Return every line of the records that includes the string "FATAL".

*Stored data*
********************
PR #1171, opened 2016-10-17
Use the same line-reading code both for iFileGetLine() and readLineRaw()

techee:
As both of them now use mio_gets() we can factor-out the common line
reading code into a separate function (readLine()) and use it for both
functions. The line-reading code from iFileGetLine() was used as it's
a bit simpler and requires less MIO operations.

The first patch was necessary since the line-reading function calls mio_eof() and as the positions are read in makePatternStringCommon(), it can happen that a pattern string is read for a tag at the end of file first and this sets the EOF flag which causes that subsequent calls of readLineRaw() will to a wrong thing as they think EOF has been reached.

### DIFF
--- a/main/read.c
+++ b/main/read.c
@@ -674,47 +674,58 @@ extern void ungetcToInputFile (int c)
 		File.ungetchBuf[File.ungetchIdx++] = c;
 }
 
-static vString *iFileGetLine (void)
+static void readLine (vString *const vLine, MIO *const mio)
 {
 	char *str;
 	size_t size;
-	bool haveLine;
 
-	File.line = vStringNewOrClear (File.line);
-	str = vStringValue (File.line);
-	size = vStringSize (File.line);
+	vStringClear (vLine);
+
+	str = vStringValue (vLine);
+	size = vStringSize (vLine);
 
 	for (;;)
 	{
 		bool newLine;
 		bool eof;
 
-		mio_gets (File.mio, str, size);
-		vStringSetLength (File.line);
-		haveLine = vStringLength (File.line) > 0;
-		newLine = haveLine && vStringLast (File.line) == '\n';
-		eof = mio_eof (File.mio);
+		if (mio_gets (mio, str, size) == NULL)
+		{
+			if (!mio_eof (mio))
+				error (FATAL | PERROR, "Failure on attempt to read file");
+		}
+		vStringSetLength (vLine);
+		newLine = vStringLength (vLine) > 0 && vStringLast (vLine) == '\n';
+		eof = mio_eof (mio);
 
 		/* Turn line breaks into a canonical form. The three commonly
 		 * used forms of line breaks are: LF (UNIX/Mac OS X), CR-LF (MS-DOS) and
 		 * CR (Mac OS 9). As CR-only EOL isn't haneled by gets() and Mac OS 9
 		 * is dead, we only handle CR-LF EOLs and convert them into LF. */
-		if (newLine && vStringLength (File.line) > 1 &&
-			vStringItem (File.line, vStringLength (File.line) - 2) == '\r')
+		if (newLine && vStringLength (vLine) > 1 &&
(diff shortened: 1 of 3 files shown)


main/read.c
```diff
@@ -674,47 +674,51 @@ extern void ungetcToInputFile (int c)
...
-	char *str;
-	size_t size;
-	bool haveLine;
+	char *str = vStringValue (vLine);
+	size_t size = vStringSize (vLine);
 
-	File.line = vStringNewOrClear (File.line);
-	str = vStringValue (File.line);
-	size = vStringSize (File.line);
+	vStringClear (vLine);
```
b4n: while it's probably actually harmless, I'd rather call `Clear()` *before* fetching the internal pointer (and size), just in case it ever changes to reset the buffer to the default size or something.

BTW, the whole reliance on a `vString` always having a size larger than 0 seems a bit weird, but well, nothing new in this patch.

main/read.c
```diff
@@ -815,65 +819,18 @@ extern const unsigned char *readLineFromInputFile (void)
...
-				reReadLine = true;
-			}
-			else
-			{
-				char* eol;
-				vStringLength(vLine) = mio_tell(mio) - startOfLine;
-				/* canonicalize new line */
-				eol = vStringValue (vLine) + vStringLength (vLine) - 1;
-				if (*eol == '\r')
-					*eol = '\n';
```
b4n: handling of CR line ends is different (but that probably doesn't matter as apparently it doesn't work anyway)

main/read.c
```diff
@@ -815,65 +819,18 @@ extern const unsigned char *readLineFromInputFile (void)
...
-			long startOfLine;
-
-			startOfLine = mio_tell(mio);
-			reReadLine = false;
-			*pLastChar = '\0';
-			result = mio_gets (mio, vStringValue (vLine), (int) vStringSize (vLine));
-			if (result == NULL)
-			{
-				if (! mio_eof (mio))
-					error (FATAL | PERROR, "Failure on attempt to read file");
```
********************
*Response*
+				error (FATAL | PERROR, "Failure on attempt to read file");
-					error (FATAL | PERROR, "Failure on attempt to read file");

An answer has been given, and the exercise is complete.